» HOW TO COMPLETE THIS TASK: Starting with the line containing "Multiaddr, node_id: NodeId" and going on through the line containing "SWvheerden, line 14: this correct?", return the lines of the data below exactly, and only those.

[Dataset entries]

*****

PR #5768, opened 2023-09-14
fix: remove statement from sparse Merkle tree proofs

### LINKED ISSUE #5527: Sparse Merkle tree proofs include statement

SWvheerden:
Description
---
Removes the key and value hashes from sparse Merkle tree proofs. Adds a path check to inclusion proof verification. Closes #5527.

Motivation and Context
---
Currently, sparse Merkle tree proofs [include](https://github.com/tari-project/tari/blob/87c070305951152c62a0179e13fadc55065cc318/base_layer/mmr/src/sparse_merkle_tree/proofs.rs#L23-L24) the key and value hashes for the proof. As these are effectively the proof statement, it doesn't really make sense to include them in the proof structure.

Including them means additional work for the verifier for both [inclusion](https://github.com/tari-project/tari/blob/87c070305951152c62a0179e13fadc55065cc318/base_layer/mmr/src/sparse_merkle_tree/proofs.rs#L75-L76) and [exclusion](https://github.com/tari-project/tari/blob/87c070305951152c62a0179e13fadc55065cc318/base_layer/mmr/src/sparse_merkle_tree/proofs.rs#L83) proofs that isn't needed. This design also seems like a footgun that could lead an implementer to unintentionally trust the statement from a malicious prover.

This PR removes the key and value hashes from the proof structure altogether, and updates relevant functions accordingly. It also adds a path check to the inclusion proof verifier for consistency with the exclusion proof verifier, which may also help with faster detection of invalid proofs.

How Has This Been Tested?
---
Existing tests pass.

---
Check that the new verification logic is correct.

Breaking Changes
---
None. While this changes the structure of sparse Merkle tree proofs, they are not currently used and do not have serialization defined.


CjS77 (approved):

base_layer/mmr/src/sparse_merkle_tree/node.rs
```diff
@@ -110,7 +109,72 @@ hash_type!(NodeHash);
...
+        if self.cursor_front >= self.cursor_back {
+            return None;
+        }
+        self.cursor_back -= 1;
+        let bit = get_bit(self.key.as_slice(), self.cursor_back);
+        Some(bit_to_dir(bit))
+    }
+
+    fn nth_back(&mut self, n: usize) -> Option<Self::Item> {
+        self.cursor_back -= n;
```
sdbondi, line 168: Could underflow. Should check for this case and return None.

CjS77: Good catch

PR #5769, opened 2023-09-14
fix: handle possible underflow in smt

CjS77:
A few unchecked subtractions are replaced with checked alternatives.

Breaking Changes
---

- [x] None
- [ ] Requires hard fork
- [ ] Other - Please specify


SWvheerden (approved):
LGTM

PR #5770, opened 2023-09-14
fix: unwraps in rpc client

SWvheerden:
Description
---
Removes unwraps in the rpc client code

Motivation and Context
---
There should not be unwraps, and they should propagate errors on invalid data


sdbondi (dismissed):
Sheesh, introduced in PR #3961 - good catch

sdbondi (approved):

PR #5772, opened 2023-09-14
fix: update libs to fix cargo audit

stringhandler:
Description
---
Updates a few crates that are failing cargo audit. 
Notably: trust_dns, clap

Motivation and Context
---
This allows us to remove the exceptions in cargo audit, but also to prevent them from triggering cargo-audit failures downstream, for example in the tari dan project

How Has This Been Tested?
---
clippy and cargo audit

---
Run cargo audit manually

Breaking Changes
---

- [x] None
- [ ] Requires hard fork
- [ ] Other - Please specify

### DIFF
--- a/applications/minotari_console_wallet/src/cli.rs
+++ b/applications/minotari_console_wallet/src/cli.rs
@@ -63,13 +63,13 @@ pub struct Cli {
     #[clap(long, alias = "seed-words")]
     pub seed_words: Option<SeedWords>,
     /// Supply the optional file name to save the wallet seed words into
-    #[clap(long, aliases = &["seed_words_file_name", "seed-words-file"], parse(from_os_str))]
+    #[clap(long, aliases = &["seed_words_file_name", "seed-words-file"])]
     pub seed_words_file_name: Option<PathBuf>,
     /// Run in non-interactive mode, with no UI.
     #[clap(short, long, alias = "non-interactive")]
     pub non_interactive_mode: bool,
     /// Path to input file of commands
-    #[clap(short, long, aliases = &["input", "script"], parse(from_os_str))]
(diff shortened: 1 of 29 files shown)


SWvheerden (dismissed):

AaronFeickert (changes requested):
Looks like several remaining issues that CI caught, and which I also saw locally:
- the `clap` API for `App` has been replaced with `Command`
- the `clap` API for `Arg` has changed
- the `clap` API for `ArgMatches` has changed
- `DnsResponse::from_message` should be used to parse a response
- `env_logger::from_env` is deprecated in favor of `env_logger::Builder::from_env`

AaronFeickert:
Fixes are available on [this commit](https://github.com/AaronFeickert/tari/commit/3f599e1b2128c9addcec26d110102741c8cc979b).

applications/minotari_console_wallet/src/cli.rs
```diff
@@ -163,11 +163,11 @@ pub struct MakeItRainArgs {
     pub start_amount: MicroMinotari,
     #[clap(short, long, alias = "tps", default_value_t = 25)]
     pub transactions_per_second: u32,
-    #[clap(short, long, parse(try_from_str = parse_duration), default_value="60")]
+    #[clap(short, long, value_parser= parse_duration, default_value = "60")]
     pub duration: Duration,
     #[clap(long, default_value_t=tari_amount::T)]
     pub increase_amount: MicroMinotari,
-    #[clap(long, parse(try_from_str=parse_start_time))]
```
AaronFeickert, line 170: Removing the parser fails testing, as `now` is no longer a valid value. Either the parser should be added back, or the offending tests should be modified accordingly.

AaronFeickert (changes requested):

PR #5773, opened 2023-09-14
fix: change truncate_from_bits to from_bits

SWvheerden:
Description
---
This removes all occurrences of `truncate_from_bits` to `from_bits`

Motivation and Context
---
`truncate_from_bits` will truncate all unknown bits and may cause bits to be interpreted as the wrong flag. This changes to the much more strict `from_bits` which forces peers to use the correct bits and only the correct bits.

### DIFF
--- a/comms/core/src/peer_manager/error.rs
+++ b/comms/core/src/peer_manager/error.rs
@@ -53,6 +53,8 @@ pub enum PeerManagerError {
     InvalidPeerFeatures { bits: u32 },
     #[error("Address {address} not found for peer {node_id}")]
     AddressNotFoundError { address: Multiaddr, node_id: NodeId },
+    #[error("Protocol error: {0}")]
+    ProtocolError(String),
 }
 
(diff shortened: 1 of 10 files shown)


sdbondi (commented):
utACK but since RpcFlags are not part of blockchain data this does limit some upgrade paths. Say we wanted to add a new optional flag to RPC that e.g. enables an optimisation for newer nodes, we could do that without breaking existing nodes. With this change we'll need to wait until sufficient have upgraded.

I can't think of a risk of truncating here given that this is a message flag for an ephemeral/non-persistent/not-hashed message.

stringhandler:
Yeah we may revert this when we add new flags, but I think for now let's err on the side of caution and use `from_bits`

hansieodendaal (approved):
utACK

AaronFeickert (approved):
utACK

sdbondi (approved):

PR #5774, opened 2023-09-15
refactor: reorganize chatffi

brianp:
Description
---
Just restructuring the chat ffi into separate files to make it easier to grok and find what you need.

Motivation and Context
---
1000+ line files get heavy on the brain.

How Has This Been Tested?
---
CI

---
- Does it build?
- Do you like the naming?

Breaking Changes
---

- [x] None
- [ ] Requires hard fork
- [ ] Other - Please specify


base_layer/chat_ffi/Cargo.toml
```diff
@@ -11,7 +11,6 @@ minotari_app_utilities = { path = "../../applications/minotari_app_utilities" }
 tari_chat_client = { path = "../contacts/examples/chat_client" }
 tari_common = { path = "../../common" }
 tari_common_types = { path = "../common_types" }
-tari_comms = { path = "../../comms/core" }
```
SWvheerden, line 14: this correct?

brianp: I was surprised to see this as well. Machete caught it this morning (not yesterday), so it may have to do with the last PR. Everything compiles though. And nothing in comms was in the build.rs.

brianp: Could also be when I shuffled around the imports I selected an import from an existing lib that was re-exporting whatever was used from comms. The chat client lib does re-export a few things and I know I changed an import or two.

PR #5776, opened 2023-09-15
feat: add insert function to SMT

SWvheerden:
Description
---
Adds a new insert function to only add a leaf if it already exists. 

Motivation and Context
---
If this is used for an unspent UTXO set we want it to disallow duplicate UTXOs 

How Has This Been Tested?
---
unit tests

### DIFF
--- a/base_layer/mmr/src/sparse_merkle_tree/tree.rs
+++ b/base_layer/mmr/src/sparse_merkle_tree/tree.rs
@@ -22,6 +22,7 @@ use crate::sparse_merkle_tree::{
 pub enum UpdateResult {
     Updated(ValueHash),
     Inserted,
+    AlreadyExistingKey,
 }
 
 #[derive(Debug, PartialEq)]
@@ -251,6 +252,15 @@ impl<H: Digest<OutputSize = U32>> SparseMerkleTree<H> {
             self.size += 1
         }
         Ok(result)
+    }
+
+    /// This will only add new node when it does not exist
+    pub fn insert(&mut self, key: NodeKey, value: ValueHash) -> Result<UpdateResult, SMTError> {
+        if self.get(&key)?.is_some() {
+            return Ok(UpdateResult::AlreadyExistingKey);
+        }
+        // So we no know it does not exist, so lets add it.
+        self.upsert(key, value)
     }
 
     /// Returns true if the tree contains the key `key`.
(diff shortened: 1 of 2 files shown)


base_layer/mmr/src/sparse_merkle_tree/tree.rs
```diff
@@ -859,4 +869,50 @@ mod test {
...
+        assert_eq!(
+            tree.insert(short_key(1), ValueHash::from([1u8; 32])).unwrap(),
+            UpdateResult::Inserted
+        );
+        assert!(!tree.contains(&short_key(0)));
+        assert!(tree.contains(&short_key(1)));
+        assert_eq!(
+            tree.insert(short_key(1), ValueHash::from([1u8; 32])).unwrap(),
+            UpdateResult::AlreadyExistingKey
+        );
```
AaronFeickert:
```suggestion
        assert_eq!(
            tree.insert(short_key(1), ValueHash::from([2u8; 32])).unwrap(),
            UpdateResult::AlreadyExistingKey
        );
        assert_eq!(tree.get(&short_key(1)).unwrap().unwrap(), &ValueHash::from([1u8; 32]));
```
This asserts that the value is in fact unchanged, and that an upsert did not occur.

base_layer/mmr/src/sparse_merkle_tree/tree.rs
```diff
@@ -859,4 +869,50 @@ mod test {
...
+        assert!(tree.contains(&short_key(0)));
+        assert!(tree.contains(&short_key(1)));
+        assert_eq!(
+            tree.insert(short_key(0), ValueHash::from([0u8; 32])).unwrap(),
+            UpdateResult::AlreadyExistingKey
+        );
+        assert_eq!(
+            tree.insert(short_key(1), ValueHash::from([1u8; 32])).unwrap(),
+            UpdateResult::AlreadyExistingKey
+        );
```
AaronFeickert:
```suggestion
        assert_eq!(
            tree.insert(short_key(0), ValueHash::from([1u8; 32])).unwrap(),
            UpdateResult::AlreadyExistingKey
        );
        assert_eq!(tree.get(&short_key(0)).unwrap().unwrap(), &ValueHash::from([0u8; 32]));
        assert_eq!(
            tree.insert(short_key(1), ValueHash::from([2u8; 32])).unwrap(),
            UpdateResult::AlreadyExistingKey
        );
        assert_eq!(tree.get(&short_key(1)).unwrap().unwrap(), &ValueHash::from([1u8; 32]));
```

AaronFeickert (changes requested):

base_layer/mmr/src/sparse_merkle_tree/tree.rs
```diff
@@ -253,6 +254,15 @@ impl<H: Digest<OutputSize = U32>> SparseMerkleTree<H> {
         Ok(result)
     }
 
+    /// This will only add new node when it does not exist
+    pub fn insert(&mut self, key: NodeKey, value: ValueHash) -> Result<UpdateResult, SMTError> {
+        if self.get(&key)?.is_some() {
+            return Ok(UpdateResult::AlreadyExistingKey);
```
CjS77: You want this to be an error, I feel.
As written, matching for success becomes more complicated:
```
  match tree.insert(foo) {
    Ok(AlreadyExistingKey) => fail(),
    Ok(Updated(_)) => success(),
    Err(e) => fail(),
}
```

vs

```
  match tree.insert(foo) {
    Ok(_) => successl(),
    Err(_) => fail(),
}
```

base_layer/mmr/src/sparse_merkle_tree/tree.rs
```diff
@@ -22,6 +22,7 @@ use crate::sparse_merkle_tree::{
 pub enum UpdateResult {
     Updated(ValueHash),
     Inserted,
+    AlreadyExistingKey,
```
CjS77: `KeyAlreadyExists` or just `KeyExists`; and I'd move this to SMTError as well (see next comment)

CjS77:
Concept ACK

base_layer/mmr/src/sparse_merkle_tree/tree.rs
SWvheerden: I was debating error vs UpdateResult. 
I do agree that it makes matching on insert more difficult. The reason that made me go this way was the fact that we already have an UpdateResult struct here. But yeah its probably better to make it a hard error

CjS77: Indeed, the enum is to differentiate between the different success modes. If you don't care why an (up)sert succeeded you should just be able to check against `.is_ok()`

base_layer/mmr/src/sparse_merkle_tree/tree.rs
SWvheerden: changed to error type

base_layer/mmr/src/sparse_merkle_tree/tree.rs
SWvheerden: agreed

CjS77 (approved):
LGTM

AaronFeickert (approved):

*****

» WRITTEN ANSWER:
     AddressNotFoundError { address: Multiaddr, node_id: NodeId },
+    #[error("Protocol error: {0}")]
+    ProtocolError(String),
 }
 
(diff shortened: 1 of 10 files shown)


sdbondi (commented):
utACK but since RpcFlags are not part of blockchain data this does limit some upgrade paths. Say we wanted to add a new optional flag to RPC that e.g. enables an optimisation for newer nodes, we could do that without breaking existing nodes. With this change we'll need to wait until sufficient have upgraded.

I can't think of a risk of truncating here given that this is a message flag for an ephemeral/non-persistent/not-hashed message.

stringhandler:
Yeah we may revert this when we add new flags, but I think for now let's err on the side of caution and use `from_bits`

hansieodendaal (approved):
utACK

AaronFeickert (approved):
utACK

sdbondi (approved):

PR #5774, opened 2023-09-15
refactor: reorganize chatffi

brianp:
Description
---
Just restructuring the chat ffi into separate files to make it easier to grok and find what you need.

Motivation and Context
---
1000+ line files get heavy on the brain.

How Has This Been Tested?
---
CI

---
- Does it build?
- Do you like the naming?

Breaking Changes
---

- [x] None
- [ ] Requires hard fork
- [ ] Other - Please specify


base_layer/chat_ffi/Cargo.toml
```diff
@@ -11,7 +11,6 @@ minotari_app_utilities = { path = "../../applications/minotari_app_utilities" }
 tari_chat_client = { path = "../contacts/examples/chat_client" }
 tari_common = { path = "../../common" }
 tari_common_types = { path = "../common_types" }
-tari_comms = { path = "../../comms/core" }
```
SWvheerden, line 14: this correct?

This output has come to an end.